+++ SOURCE DATA
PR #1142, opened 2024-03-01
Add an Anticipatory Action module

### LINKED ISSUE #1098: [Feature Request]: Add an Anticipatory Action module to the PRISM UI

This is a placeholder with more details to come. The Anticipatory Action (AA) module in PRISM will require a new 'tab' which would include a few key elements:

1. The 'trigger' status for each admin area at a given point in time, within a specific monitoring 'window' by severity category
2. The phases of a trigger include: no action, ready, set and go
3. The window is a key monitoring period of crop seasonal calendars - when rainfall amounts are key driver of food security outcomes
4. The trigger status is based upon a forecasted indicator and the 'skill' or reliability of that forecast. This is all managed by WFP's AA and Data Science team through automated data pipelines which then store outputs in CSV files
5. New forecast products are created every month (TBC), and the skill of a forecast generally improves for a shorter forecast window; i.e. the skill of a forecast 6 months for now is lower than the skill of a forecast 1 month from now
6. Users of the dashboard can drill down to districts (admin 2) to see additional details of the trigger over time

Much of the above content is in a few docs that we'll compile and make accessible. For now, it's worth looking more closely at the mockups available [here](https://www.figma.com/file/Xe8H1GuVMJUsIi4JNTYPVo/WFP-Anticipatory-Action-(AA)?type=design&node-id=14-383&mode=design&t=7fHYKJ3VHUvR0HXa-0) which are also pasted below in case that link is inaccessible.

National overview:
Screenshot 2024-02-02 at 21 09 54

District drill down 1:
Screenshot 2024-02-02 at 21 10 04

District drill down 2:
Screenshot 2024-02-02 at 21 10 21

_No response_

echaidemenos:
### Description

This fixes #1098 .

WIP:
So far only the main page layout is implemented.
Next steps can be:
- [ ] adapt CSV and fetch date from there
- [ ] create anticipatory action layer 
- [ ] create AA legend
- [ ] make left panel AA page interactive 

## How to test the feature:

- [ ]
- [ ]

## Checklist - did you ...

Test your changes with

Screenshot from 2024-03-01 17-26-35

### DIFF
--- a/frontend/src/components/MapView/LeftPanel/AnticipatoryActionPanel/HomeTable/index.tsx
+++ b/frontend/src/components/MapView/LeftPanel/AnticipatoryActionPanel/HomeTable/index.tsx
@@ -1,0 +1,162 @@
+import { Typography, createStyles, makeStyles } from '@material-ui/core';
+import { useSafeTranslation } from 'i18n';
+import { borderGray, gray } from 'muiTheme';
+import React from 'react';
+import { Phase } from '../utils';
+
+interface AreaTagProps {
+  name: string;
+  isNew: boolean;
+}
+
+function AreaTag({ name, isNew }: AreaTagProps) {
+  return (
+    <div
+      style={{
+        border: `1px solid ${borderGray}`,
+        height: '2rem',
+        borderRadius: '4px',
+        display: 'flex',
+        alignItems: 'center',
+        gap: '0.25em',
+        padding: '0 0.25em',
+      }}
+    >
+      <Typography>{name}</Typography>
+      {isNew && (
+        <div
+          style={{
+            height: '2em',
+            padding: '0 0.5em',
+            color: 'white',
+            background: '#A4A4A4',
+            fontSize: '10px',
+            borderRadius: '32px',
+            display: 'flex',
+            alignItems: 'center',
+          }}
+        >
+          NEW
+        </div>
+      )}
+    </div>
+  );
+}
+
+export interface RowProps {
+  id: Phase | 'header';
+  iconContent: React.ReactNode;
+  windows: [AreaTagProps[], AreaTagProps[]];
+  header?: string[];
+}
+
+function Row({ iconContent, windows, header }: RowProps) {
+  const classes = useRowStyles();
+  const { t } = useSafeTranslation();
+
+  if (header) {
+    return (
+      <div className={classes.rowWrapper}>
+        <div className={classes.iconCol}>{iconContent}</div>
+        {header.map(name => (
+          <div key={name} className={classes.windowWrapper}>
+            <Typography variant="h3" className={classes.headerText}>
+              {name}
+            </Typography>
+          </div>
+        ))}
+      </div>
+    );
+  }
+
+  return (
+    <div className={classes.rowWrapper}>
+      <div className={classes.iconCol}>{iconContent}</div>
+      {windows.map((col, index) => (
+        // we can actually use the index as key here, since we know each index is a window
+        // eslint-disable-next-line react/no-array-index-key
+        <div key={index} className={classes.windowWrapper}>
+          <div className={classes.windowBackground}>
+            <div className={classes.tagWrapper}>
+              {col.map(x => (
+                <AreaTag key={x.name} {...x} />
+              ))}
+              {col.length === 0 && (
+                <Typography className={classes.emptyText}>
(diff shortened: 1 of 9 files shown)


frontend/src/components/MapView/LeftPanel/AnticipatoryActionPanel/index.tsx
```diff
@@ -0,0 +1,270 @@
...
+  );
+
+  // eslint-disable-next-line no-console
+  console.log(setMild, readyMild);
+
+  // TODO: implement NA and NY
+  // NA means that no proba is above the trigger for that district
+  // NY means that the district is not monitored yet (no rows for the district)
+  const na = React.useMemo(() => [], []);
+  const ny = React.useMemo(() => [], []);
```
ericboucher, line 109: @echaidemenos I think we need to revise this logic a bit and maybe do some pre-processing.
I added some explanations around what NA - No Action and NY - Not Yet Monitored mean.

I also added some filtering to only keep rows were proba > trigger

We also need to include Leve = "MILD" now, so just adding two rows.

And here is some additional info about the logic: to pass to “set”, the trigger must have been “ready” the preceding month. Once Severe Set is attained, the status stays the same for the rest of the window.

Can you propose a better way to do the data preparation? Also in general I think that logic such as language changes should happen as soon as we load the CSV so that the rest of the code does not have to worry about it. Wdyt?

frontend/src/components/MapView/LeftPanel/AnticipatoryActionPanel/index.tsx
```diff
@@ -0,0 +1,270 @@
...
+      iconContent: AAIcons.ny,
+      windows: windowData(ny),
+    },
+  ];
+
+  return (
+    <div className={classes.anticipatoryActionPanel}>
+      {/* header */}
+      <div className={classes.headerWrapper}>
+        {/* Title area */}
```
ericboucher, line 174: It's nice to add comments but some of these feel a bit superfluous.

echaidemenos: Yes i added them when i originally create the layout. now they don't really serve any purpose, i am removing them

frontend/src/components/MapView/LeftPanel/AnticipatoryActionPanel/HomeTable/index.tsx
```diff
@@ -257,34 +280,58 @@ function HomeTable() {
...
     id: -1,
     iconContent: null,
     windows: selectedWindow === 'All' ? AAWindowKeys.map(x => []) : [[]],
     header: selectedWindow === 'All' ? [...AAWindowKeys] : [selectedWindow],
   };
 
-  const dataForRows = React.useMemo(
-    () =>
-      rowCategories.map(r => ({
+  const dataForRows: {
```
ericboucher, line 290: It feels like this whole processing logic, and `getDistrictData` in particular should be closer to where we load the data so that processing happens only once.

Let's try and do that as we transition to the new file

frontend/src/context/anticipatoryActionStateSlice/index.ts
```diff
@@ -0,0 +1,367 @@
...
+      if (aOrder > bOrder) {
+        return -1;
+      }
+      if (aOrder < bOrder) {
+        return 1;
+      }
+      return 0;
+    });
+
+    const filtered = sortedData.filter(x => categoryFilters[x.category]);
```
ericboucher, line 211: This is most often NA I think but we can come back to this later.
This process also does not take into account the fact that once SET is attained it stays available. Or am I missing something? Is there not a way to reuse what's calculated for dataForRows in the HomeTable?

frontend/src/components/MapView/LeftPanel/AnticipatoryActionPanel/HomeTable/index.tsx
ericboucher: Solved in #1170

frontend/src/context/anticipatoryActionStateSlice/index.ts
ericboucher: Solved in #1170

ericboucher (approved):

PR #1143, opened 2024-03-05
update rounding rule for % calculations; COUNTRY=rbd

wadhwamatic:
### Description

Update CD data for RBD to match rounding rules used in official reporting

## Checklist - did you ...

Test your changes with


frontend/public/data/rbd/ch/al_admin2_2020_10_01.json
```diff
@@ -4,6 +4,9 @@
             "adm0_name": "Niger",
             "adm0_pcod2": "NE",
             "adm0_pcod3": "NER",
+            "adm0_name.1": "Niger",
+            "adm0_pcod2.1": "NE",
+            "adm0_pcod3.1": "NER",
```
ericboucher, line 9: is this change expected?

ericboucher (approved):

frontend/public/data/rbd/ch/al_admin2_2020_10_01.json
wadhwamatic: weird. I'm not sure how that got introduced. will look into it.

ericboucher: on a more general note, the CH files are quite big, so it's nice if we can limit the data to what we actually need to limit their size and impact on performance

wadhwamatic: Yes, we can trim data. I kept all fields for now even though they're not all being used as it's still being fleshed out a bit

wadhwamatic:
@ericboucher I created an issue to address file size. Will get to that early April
++++++
DIRECTIONS FOR THIS TASK —
Going through the listing above, count the lines in which the word "windowWrapper" appears, and give only the number.

RESULT OF THE EXERCISE —
2